PR #2177, opened 2021-04-05
chore: `make` default goal should be `build`.

ioga:
## Description
Rearrange simple Makefiles and set `DEFAULT_GOAL` in complex one so that the default make goal is to build.

## Checklist


dzhu (approved):
Heh, thanks for fixing this! I'd be mildly inclined to reorder the targets in all of the files, but it doesn't matter much.

Issue #2175, opened 2021-04-05
Not possible to turn off telemetry via values.yaml


PeterSulcs:
In the latest helm chart (0.5.0) it is not possible to disable telemetry via a `values.yaml` file:

https://github.com/determined-ai/determined/blob/master/helm/charts/determined/templates/master-config.yaml#L93

```
    {{- if .Values.telemetry }}
    {{- if .Values.telemetry.enabled }}
    telemetry:
      enabled: {{ .Values.telemetry.enabled }}
    {{- end }}
    {{- end }}
```

if `.Values.telemetry.enabled` is `false` this section is not added to the config yaml at all. Removing the inner-if statement results in the desired behavior.

vishnu2kmohan:
Thanks for the report @PeterSulcs, we'll look into this...

vishnu2kmohan:
Thanks to @dzhu for the [quick turnaround](https://github.com/determined-ai/determined/pull/2178), the fix should make our next official release.

PR #2178, opened 2021-04-05
fix: allow telemetry to be disabled under Helm [DET-5224]

dzhu:
## Description

The telemetry setting defaults to true, so it can't use the same pattern
as things that default to false.

Closes: #2175

## Test Plan

- [x] run the master locally on Kubernetes with `values.yaml` specifying telemetry on or off and check that the master responds


eecsliu (approved):
👩‍🍳😗👌

PR #2179, opened 2021-04-06
refactor: improve experiment terminal state [DET-5202]

hkang1:
## Description

While the experiment is active, the experiment detail page polls to keep the page updated with fresh data. When the experiment reaches a terminal state, the detail page stops polling. This can cause the rest of the page to be out of sync.

Solution is to allow the secondary polling to run one final time before it is terminated. A soft polling stoppage enables this behavior. The polling mechanism will mark the polling to be stopped but the timer for polling is allowed to still run its course to resolve the polling function one final time.

## Test Plan

- [ ] run a multi-trial experiment (`/e2e-tests/tests/fixtures/no_op/adaptive.yaml` is a good one) and view the experiment detail page. Change the trial table `# / page` option to `100 / page`. Leave the page open and when the experiment completes, all of the trials state should show `completed`.

## Checklist

### DIFF
--- a/webui/react/src/hooks/usePolling.ts
+++ b/webui/react/src/hooks/usePolling.ts
@@ -13,6 +13,12 @@ interface PollingOptions {
   runImmediately?: boolean;
 }
 
+/*
+ * When calling `stopPolling` with `terminateGracefully` set to true,
+ * the polling will be marked as stopped but we avoid killing the timer.
+ * This means that the polling function will allowed to run one last time
+ * before terminating.
+ */
 interface StopOptions {
   terminateGracefully?: boolean;
 }
--- a/webui/react/src/hooks/usePolling.ts
+++ b/webui/react/src/hooks/usePolling.ts
@@ -5,12 +5,16 @@ type PollingFn = (() => Promise<void>) | (() => void);
 interface PollingHooks {
   isPolling: boolean;
   startPolling: () => void;
-  stopPolling: () => void;
+  stopPolling: (options?: StopOptions) => void;
 }
 
 interface PollingOptions {
   interval?: number;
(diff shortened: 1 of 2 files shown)


webui/react/src/hooks/usePolling.ts
```diff
@@ -5,14 +5,18 @@ type PollingFn = (() => Promise<void>) | (() => void);
...
+  stopPolling: (options?: StopOptions) => void;
 }
 
 interface PollingOptions {
   interval?: number;
   runImmediately?: boolean;
 }
 
+interface StopOptions {
+  terminateGracefully?: boolean;
```
hamidzr, line 17: nit: could you add a comment as to what this option would/should do so it's externally more easily understandable?

webui/react/src/hooks/usePolling.ts
```diff
@@ -47,9 +51,9 @@ const usePolling = (pollingFn: PollingFn, options: PollingOptions = {}): Polling
     poll();
   }, [ poll ]);
 
-  const stopPolling = useCallback(() => {
+  const stopPolling = useCallback((options: StopOptions = {}) => {
```
hamidzr, line 54: unrelated to this pr: could we just   return `stopPolling` instead of ` return () => stopPolling();` line 67

hamidzr (approved):
works great. thanks, @hkang1

webui/react/src/hooks/usePolling.ts
hkang1: I used to return the function itself (if it's the only thing that needs to run during cleanup) but I ran into issues of the cleanup not running when it's returned in that format. 🤷

PR #2180, opened 2021-04-06
chore: idempotent searcher progress API [DET-5211]

stoksc:
## Description
This change alters the way in which trials notify the experiments of their progress to be idempotent, which helps to make the experiment's handling of progress stateless (eventually on a crash, progress will recover without being restored), makes the API easier to use if/when it is exposed publicly, and simplifies progress logic a bit.

## Test Plan
- [x] run tests, check progress for all searchers is reasonable.

## Checklist

### DIFF
--- a/master/internal/restore.go
+++ b/master/internal/restore.go
@@ -16,7 +16,7 @@ import (
 
 // The current experiment snapshot version. Once this is incremented, older versions should be
 // shimmed. Experiment and trial snapshots share a version currently.
-const experimentSnapshotVersion = 1
+const experimentSnapshotVersion = 2
 
 // Restore works by restoring from distributed consistent snapshots taken through the course
 // of an experiment. Snapshots within the system flow from the bottom up, starting with the
@@ -193,11 +193,13 @@ func (e *experiment) snapshotAndSave(ctx *actor.Context, ts trialSnapshot) {
 // experimentSnapshotShims maps a version to the shim that bumps that version.
 var experimentSnapshotShims = map[int]snapshotShimFunc{
 	0: shimExperimentSnapshotV0,
+	1: shimExperimentSnapshotV1,
 }
 
 // trialSnapshotShims maps a version to the shim that bumps that version.
 var trialSnapshotShims = map[int]snapshotShimFunc{
 	0: shimTrialSnapshotV0,
+	1: noopShim,
 }
 
 // shimExperimentSnapshot shims a trial snapshot to the version required by the master,
@@ -211,6 +213,10 @@ func shimExperimentSnapshot(snapshot []byte, version int) ([]byte, error) {
 // returning an error in the same cases as shimExperimentSnapshot.
 func shimTrialSnapshot(snapshot []byte, version int) ([]byte, error) {
 	return shimSnapshot(trialSnapshotShims, snapshot, version)
+}
+
+func noopShim(snapshot []byte) ([]byte, error) {
+	return snapshot, nil
 }
 
 func shimSnapshot(shims map[int]snapshotShimFunc, snapshot []byte, version int) ([]byte, error) {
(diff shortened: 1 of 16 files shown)


master/internal/restore.go
```diff
@@ -298,3 +304,22 @@ func shimTrialSnapshotV0(snapshot []byte) ([]byte, error) {
 
 	return json.Marshal(trialSnapshotV0)
 }
+
+// Version 1 => 2 shims
+
+// shimExperimentSnapshotV1 shims a v1 snapshot to a v2 snapshot. From v1 to v2,
+//
```
rb-determined-ai, line 311: finish typing this?

master/pkg/model/length.go
```diff
@@ -105,14 +105,14 @@ func NewLengthInEpochs(epochs int) Length {
...
 	switch ctx.defaultUnit {
 	case Records:
-		return float64(batches * ctx.globalBatchSize)
+		return Length{Unit: Records, Units: batches * ctx.globalBatchSize}
 	case Batches:
-		return float64(batches)
+		return Length{Unit: Batches, Units: batches}
 	case Epochs:
-		return float64(batches*ctx.globalBatchSize) / float64(ctx.recordsPerEpoch)
+		return Length{Unit: Epochs, Units: (batches * ctx.globalBatchSize) / ctx.recordsPerEpoch}
```
rb-determined-ai, line 115: Will this result in far less granular progress updates?

Also the comment says "rounded up" but this looks like rounding down to me.

Also rounding up seems like the wrong thing to do anyway.

rb-determined-ai (commented):
Nice work.  Looks like a nice cleanup even if we didn't need it for push arch.

I actually think that we should leave trial progress as an unitless float though... it doesn't need to be a Length type because the unit is already known, and the magnitude shouldn't have to be an integer.  The progress calculation shouldn't have to be math on Length objects, you could just pull the total expected length of trainings out, convert that to a float, and then divide by the sum of all the floats for each trial progress.

master/pkg/model/length.go
stoksc: yeah, i realized this while dozing off last night and forgot until now, thanks for reminding me. back to a unit-less float it is.

master/pkg/searcher/search_method.go
```diff
@@ -122,3 +121,11 @@ func (defaultSearchMethod) trialExitedEarly( //nolint: unused
 	context, model.RequestID, workload.ExitedReason) ([]Operation, error) {
 	return []Operation{Shutdown{Failure: true}}, nil
 }
+
+func sumTrialLengths(us map[model.RequestID]model.PartialUnits) model.PartialUnits {
```
rb-determined-ai, line 125: does this take into account invalidHP-exited trials?

stoksc: yeah they're deleted from the list elsewhere.

master/pkg/searcher/searcher.go
```diff
@@ -95,8 +94,7 @@ func (s *Searcher) TrialExitedEarly(
 
 	switch exitedReason {
 	case workload.InvalidHP:
-		unitsCancelled := s.UnitsCompletedByTrial[requestID]
-		s.TotalUnitsCompleted -= unitsCancelled
+		delete(s.TrialProgress, requestID)
```
rb-determined-ai, line 97: Oh, this answers my previous question.

Is there any risk of a race condition with this?  If the trial fails before the searcher state is saved?  Or is that all atomic?

stoksc: All atomic. The trial snapshot that indicates invalid hp will be saved in a transaction with the message that push us into this code path once the message is handled entirely.

master/internal/restore.go
```diff
@@ -298,3 +304,23 @@ func shimTrialSnapshotV0(snapshot []byte) ([]byte, error) {
...
+	var experimentSnapshotV1 map[string]interface{}
+	if err := json.Unmarshal(snapshot, &experimentSnapshotV1); err != nil {
+		return nil, err
+	}
+
+	searcherState := experimentSnapshotV1["searcher_state"].(map[string]interface{})
+
+	delete(searcherState, "total_units_completed")
+	delete(searcherState, "units_completed_by_trial")
+	searcherState["trial_progress"] = map[model.RequestID]model.Length{}
```
rb-determined-ai, line 323: Will this cause experiments after master-restart to end at < 100% progress if some of those trials are finished at the time that the experiment is paused?

stoksc: yes, this would happen but only on the upgrade from 0.14.6 to the next version. I felt this was fine, but I supposed I could just use `units_completed_by_trial` to properly shim this.

rb-determined-ai: I'd like to avoid the "this experiment is stuck at 50% even though its completed" bug reports

stoksc: Ok i changed it.

rb-determined-ai (commented):
Am I approving this or the followup version that removes SHA?

Seems like they should be reordered or combined.  I don't really care which.

stoksc:
@rb-determined-ai I think landing in this order is fine. that comment is outdated (oops), sha's progress is perfectly fine and that one has some work left i think.

rb-determined-ai (approved):

PR #2182, opened 2021-04-06
fix: bug in random search leading to incorrect total trials

liamcli:
## Description
Fixing bug where we incorrectly incremented `CreatedTrials` for an invalid HP trial.


eecsliu (approved):
lgtm, good fix!

PR #2185, opened 2021-04-07
chore: remove self from codeowners

stoksc:
## Checklist


justin-determined-ai (approved):
As long as lines don't break when there's no owner attached at all LGTM!

PR #2368, opened 2021-05-12
chore: disable eslint for storybook

EmilyBonar:
## Description
Our configuration of eslint and storybook's disagree on formatting. This disables storybook's version in order to resolve that disagreement.


EmilyBonar:
My problem was real, but this was not the right solution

━━━━━━━━━━━━━━━━━━━━

Assigned task
The expected output is every line from the material above where "stoksc" can be found.

Response to the exercise
stoksc:
stoksc: yeah, i realized this while dozing off last night and forgot until now, thanks for reminding me. back to a unit-less float it is.
stoksc: yeah they're deleted from the list elsewhere.
stoksc: All atomic. The trial snapshot that indicates invalid hp will be saved in a transaction with the message that push us into this code path once the message is handled entirely.
stoksc: yes, this would happen but only on the upgrade from 0.14.6 to the next version. I felt this was fine, but I supposed I could just use `units_completed_by_trial` to properly shim this.
stoksc: Ok i changed it.
stoksc:
stoksc:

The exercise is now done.